Тень твоей улыбки - Кларк Мэри Хиггинс - Страница 4
- Предыдущая
- 4/15
- Следующая
Десять минут спустя он бросил конверт в почтовый ящик по дороге в свое общежитие при университете Сент-Джон.
4
Оливия была одним из первых обитателей дома Шваба в Уэст-Сайде Манхэттена. И сейчас, по прошествии пятидесяти лет, она по-прежнему жила там. Многоквартирные дома были построены на том месте, где стоял когда-то особняк богатого промышленника. Строительная компания решила сохранить его имя, в надежде, что некоторая толика великолепия, окружающего особняк, распространится на новую беспорядочную застройку.
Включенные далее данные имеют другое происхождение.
PR #231, opened 2022-10-17
Dispatch an UI update event in the macOS demo app from the main thread

mokagio:
Xcode showed a Main Thread Sanitizer warning about this:

image

If you run the app on this branch, you'll see no warning.

_I noticed this while experimenting with Sentry's `flush` in #232._


mokagio (commented):
There might be a more appropriate place where to ensure the threading is correct. If you can point it out, I'll happily update.

However, given this is a demo app for dev/testing purposes, I didn't sweat the details.

crazytonyli (approved):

Первой квартирой Оливии была студия, выходящая на Уэст-Энд-авеню. По мере продвижения по служебной лестнице в «Олтмане» она стала присматривать себе квартиру побольше. Одно время намеревалась переехать в Ист-Сайд, но, когда в доме Шваба освободилась квартира с двумя спальнями и потрясающим видом на Гудзон, Оливия с радостью заняла ее. Позже дом стал кооперативным, и она выкупила свою квартиру, почувствовав себя наконец обладательницей собственного жилья. До переезда на Манхэттен она с матерью, Региной, жила в маленьком коттедже, притулившемся позади загородного дома семьи Гэннон, что на Лонг-Айленде. Ее мать служила у них экономкой.
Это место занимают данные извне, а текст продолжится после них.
PR #232, opened 2022-10-17
Use Sentry `flush` to send events immediately

mokagio:
This PR removes our custom logic to implement the "send all enqueue events and wait" functionality in favor of using the new Sentry's native `flush` method.

One big disadvantage of this approach is that we lose the precise callback management, because [`flush` is blocking for as long as it takes to send all events or for a given timeout to run out](https://github.com/getsentry/sentry-cocoa/issues/1013#issuecomment-1243634969).

I used the demo app to verify our custom implementation works and the events it sends reach Sentry. In the screenshot below, the top two events have been sent from this branch. Also notice the third and fourth events have "(no value)" for release and environment. That's a bug introduced at some point when migrating to version Sentry version 7. I haven't looked into it yet.

image

I'm of two minds on whether to go for using `flush` under the hood. I really dislike how `flush` doesn't provide a callback out of the box, and how it results in a less precise UI state handling on our end. At the same time, relying on Sentry's native code instead of implementing our own logic accessing their private API simplifies and de-risks the library.

I'd like other folks input on this, but I'm tempted to adopt this implementation on the basis that `logErrorAndWait`, `logErrorImmediately`, and `logErrorsImmediately` are used very sparingly by the library's clients. Namely, [in one occasion in Jetpack/WordPress](https://github.com/wordpress-mobile/WordPress-iOS/search?q=logErrorAndWait) and in two occasions in WooCommerce](https://github.com/woocommerce/woocommerce-ios/search?q=logFatalErrorAndExit).


Sources/Remote Logging/Crash Logging/CrashLogging.swift
```diff
@@ -23,6 +23,9 @@ public class CrashLogging {
     /// crash log events will only be sent in Release builds.
     public static let forceCrashLoggingKey = "force-crash-logging"
 
+    // TODO: This could be made a configurable instance property, with default value in the `init`
+    public static let eventsFlushingTimeout: TimeInterval = 15
```
mokagio: Waiting to act upon this till we decided whether to go down the Sentry `flush` route.

Sources/UI/Crash Logging/CrashLoggingView.swift
```diff
@@ -97,14 +97,11 @@ extension CrashLoggingView {
...
-                switch result {
-                    case .success:
-                        sendErrorAndWaitStatus = .success
-                    case .failure(let err):
-                        sendingError = err
-                        sendErrorAndWaitStatus = .error
-                }
+            try crashLogging.logErrorImmediately(
+                error,
+                userInfo: ["custom-userInfo-key": "custom-userInfo-value"]
```
mokagio: I realized we never "tested" sending custom information, so I added it. Here's the result:

image

Sources/UI/Crash Logging/CrashLoggingView.swift
```diff
@@ -97,14 +97,11 @@ extension CrashLoggingView {
...
+            ) {
+                sendErrorAndWaitStatus = .success
```
mokagio: If we decide to adopt `flush`, it might be appropriate to update this `enum` to remove the error-tracking state, since there's no longer any error information with `flush`.

Sources/Remote Logging/Crash Logging/CrashLogging.swift
```diff
@@ -168,54 +171,24 @@ public extension CrashLogging {
     }
 
     /// Sends an `Event` to Sentry and triggers a callback on completion
-    func logErrorImmediately(_ error: Error, userInfo: [String: Any]? = nil, level: SentryLevel = .error, callback: @escaping (Result<Bool, Error>) -> Void) throws {
+    func logErrorImmediately(_ error: Error, userInfo: [String: Any]? = nil, level: SentryLevel = .error, callback: @escaping () -> Void) throws {
```
mokagio: Surprisingly, I'm not getting any errors or warnings from the compiler because of these methods still having `throws` despite there not being any genuine `try` call in the chain.

If we commit to `flush`, we should remove `throws` as well.

Sources/Remote Logging/Crash Logging/CrashLogging.swift
```diff
@@ -168,54 +171,24 @@ public extension CrashLogging {
...
-        URLSession.shared.dataTask(with: request) { (responseData, urlResponse, error) in
-            if let error = error {
-                callback(.failure(error))
-                return
-            }
-
-            let didSucceed = 200...299 ~= (urlResponse as! HTTPURLResponse).statusCode
-            callback(.success(didSucceed))
-        }.resume()
+        SentrySDK.flush(timeout: CrashLogging.eventsFlushingTimeout)
```
crazytonyli: Putting this into a background queue so that we don't block `logErrorsImmediately` callers?

crazytonyli: Or adding a `wait: Bool` argument, which'd make the `logErrorAndWait` simpler to implement.

crazytonyli (changes requested):

Sources/Remote Logging/Crash Logging/CrashLogging.swift
```diff
@@ -187,8 +187,12 @@ public extension CrashLogging {
...
             }
         }
-        SentrySDK.flush(timeout: CrashLogging.eventsFlushingTimeout)
-        callback()
+
+        let queue = DispatchQueue(label: "com.automattic.tracks.flushSentry", qos: .background)
+        queue.async {
+            SentrySDK.flush(timeout: CrashLogging.eventsFlushingTimeout)
+            callback()
+        }
```
mokagio, line 221: @crazytonyli what do you think of this as an implementation of your suggestion to make the call in a background queue?

mokagio: In regards to your suggestion to [add a `wait: Bool`](https://github.com/Automattic/Automattic-Tracks-iOS/pull/232#discussion_r999047433) parameter, are you thinking of something along the lines [of WordPress iOS](https://github.com/wordpress-mobile/WordPress-iOS/blob/feb1cc189cf70c050f8bc5aa74630d4b9dff34a2/WordPress/Classes/Utility/ContainerContextFactory.swift#L23-L35) where we use a `Bool` parameter to decide whether to call `context.performAndWait(_:)` or `context.perform(_:)`?

In this, I'm thinking if `wait == true` we wouldn't run the code in `queue.async`.

crazytonyli: Yes, so that we don't need to use semaphore like the original implementation 😄

mokagio: 😕 The new diff makes this conversation odd because the code it referred to has moved. Anyways... @crazytonyli I had an initial go at adding a `wait` parameter. 

I did this in the form of a `private` func for the other methods to call.

```swift
private func logErrorsImmediately(
        _ errors: [Error],
        userInfo: [String: Any]? = nil,
        level: SentryLevel = .error,
        andWait wait: Bool,
        callback: @escaping () -> Void
    ) {
```

I didn't modify the original method signatures to avoid a breaking change, but also because I wasn't sure how it would have felt to have a `andWait:,` together with a `callback:`. If `wait == true`, then there's no need for a callback because the code that would run in there essentially runs once the method has finished anyway.

Sources/Remote Logging/Crash Logging/CrashLogging.swift
crazytonyli: Any plan for addressing this TODO now that this PR is no longer draft?

Sources/Remote Logging/Crash Logging/CrashLogging.swift
```diff
@@ -225,64 +186,40 @@ public extension CrashLogging {
...
-            "sentry_timesetamp=\(Date().timeIntervalSince1970)",
-            "sentry_key=\(user)",
-        ]
-
-        if let password = url.password {
-            data.append("sentry_secret=\(password)")
+        if wait {
+            flushEventThenCallCallback()
+        } else {
+            let queue = DispatchQueue(label: "com.automattic.tracks.flushSentry", qos: .background)
```
crazytonyli: Any reason why using a custom queue instead of `DispatchQueue.global`? Also, any reason why choose `.background` QoS, instead of the default one? (I almost always use the default QoS since I've heard scary things about QoS but don't really understand it 😸 )

Sources/Remote Logging/Crash Logging/CrashLogging.swift
```diff
@@ -168,54 +171,12 @@ public extension CrashLogging {
...
-        URLSession.shared.dataTask(with: request) { (responseData, urlResponse, error) in
-            if let error = error {
-                callback(.failure(error))
-                return
-            }
-
-            let didSucceed = 200...299 ~= (urlResponse as! HTTPURLResponse).statusCode
-            callback(.success(didSucceed))
-        }.resume()
+    func logErrorsImmediately(_ errors: [Error], userInfo: [String: Any]? = nil, level: SentryLevel = .error, callback: @escaping () -> Void) throws {
```
crazytonyli: I had a quick look, it appears we can't get the result of `flush` call, is that correct? I think it would be good to at least have a "success or not" result, if we can't get a concrete error. But I guess there isn't anything we can do if Sentry doesn't expose such API.

Sources/Remote Logging/Crash Logging/CrashLogging.swift
mokagio: Good point. Done in 30a873ed4e02b54b77c8e87b6e3fa693da41d250

Sources/Remote Logging/Crash Logging/CrashLogging.swift
mokagio: Correct. See the details given [here](https://github.com/getsentry/sentry-cocoa/issues/1013). It's quite the let down. There must be a reason for the lack of callback in their [unified API](https://develop.sentry.dev/sdk/unified-api) rationale, but to be honest I haven't read that documentation.

Sources/Remote Logging/Crash Logging/CrashLogging.swift
mokagio: I followed the suggestion from one of the Sentry engineers from [here](https://github.com/getsentry/sentry-cocoa/issues/1013#issuecomment-1244958158).

I trust your advice on this matter, though. I'll update.

mokagio: Done in [Automattic/Automattic-Tracks-iOS@`8a0c84b` (#232)](https://github.com/Automattic/Automattic-Tracks-iOS/pull/232/commits/8a0c84b201c7b919aa6a2b8b752e0dcb3269c0a9)

crazytonyli (approved):

PR #233, opened 2022-10-19
Add missing icons to demo app to address Xcode warning

mokagio:
_Stumbled on this while working on #232._

To verify this change, checkout `trunk` and run the tests on the iPhone target. You'll see two warnings about missing icons. Repeat on this branch, and the warnings will be gone.

image

For the record, I created the missing images by selecting the biggest existing one and resizing it to 1024x1024px first and 167x167px later. Given this is a demo app, app icon quality is not something we care about and a crude approach like the one I used is good enough for us.


crazytonyli:
Cute icons 😃

crazytonyli (approved):

PR #236, opened 2022-11-08
Update `CrashLoggingView` after adopting Sentry `flush`, and remove dead `throws`

mokagio:
We no longer have error handling because of Sentry's `flush`, so having `success` and `error` states would be misleading. Likewise, none of the leftover code `throw` errors and there is no point in requiring callers to add `do catch` to use this code.

This is leftover work from #232. That PR has already been approved, so I created a new one to avoid noise.

---

### DIFF
--- a/CHANGELOG.md
+++ b/CHANGELOG.md
@@ -35,6 +35,7 @@ _None._
 ### Breaking Changes
 
 - `logErrorImmediately` and `logErrorsImmediately` no longer have a `Result` parameter in their callback [#232]
+- `logErrorImmediately` and `logErrorsImmediately` no longer `throws` [#236]
 
 ### New Features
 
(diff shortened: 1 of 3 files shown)


CHANGELOG.md
```diff
@@ -35,6 +35,7 @@ _None._
 ### Breaking Changes
 
 - `logErrorImmediately` and `logErrorsImmediately` no longer have a `Result` parameter in their callback [#232]
+- `logErrorImmediately` and `logErrorsImmediately` no longer `throws` [#236]
```
mokagio, line 38: The change in the `SendErrorAndWaitStatus` `enum` is not mentioned because the type is `internal`.

crazytonyli (approved):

Шли годы, и подержанную мебель Оливия медленно и вдумчиво заменяла на другую. Выучившись самостоятельно и обладая врожденным хорошим вкусом, она стала разбираться в искусстве и дизайне. Стены кремового цвета в ее квартире сделались удачным фоном для картин, которые она приобретала на распродажах имущества. Старинные ковры в гостиной, спальне и библиотеке были той палитрой, из которой она выбирала цветные ткани для обивки мебели и штор.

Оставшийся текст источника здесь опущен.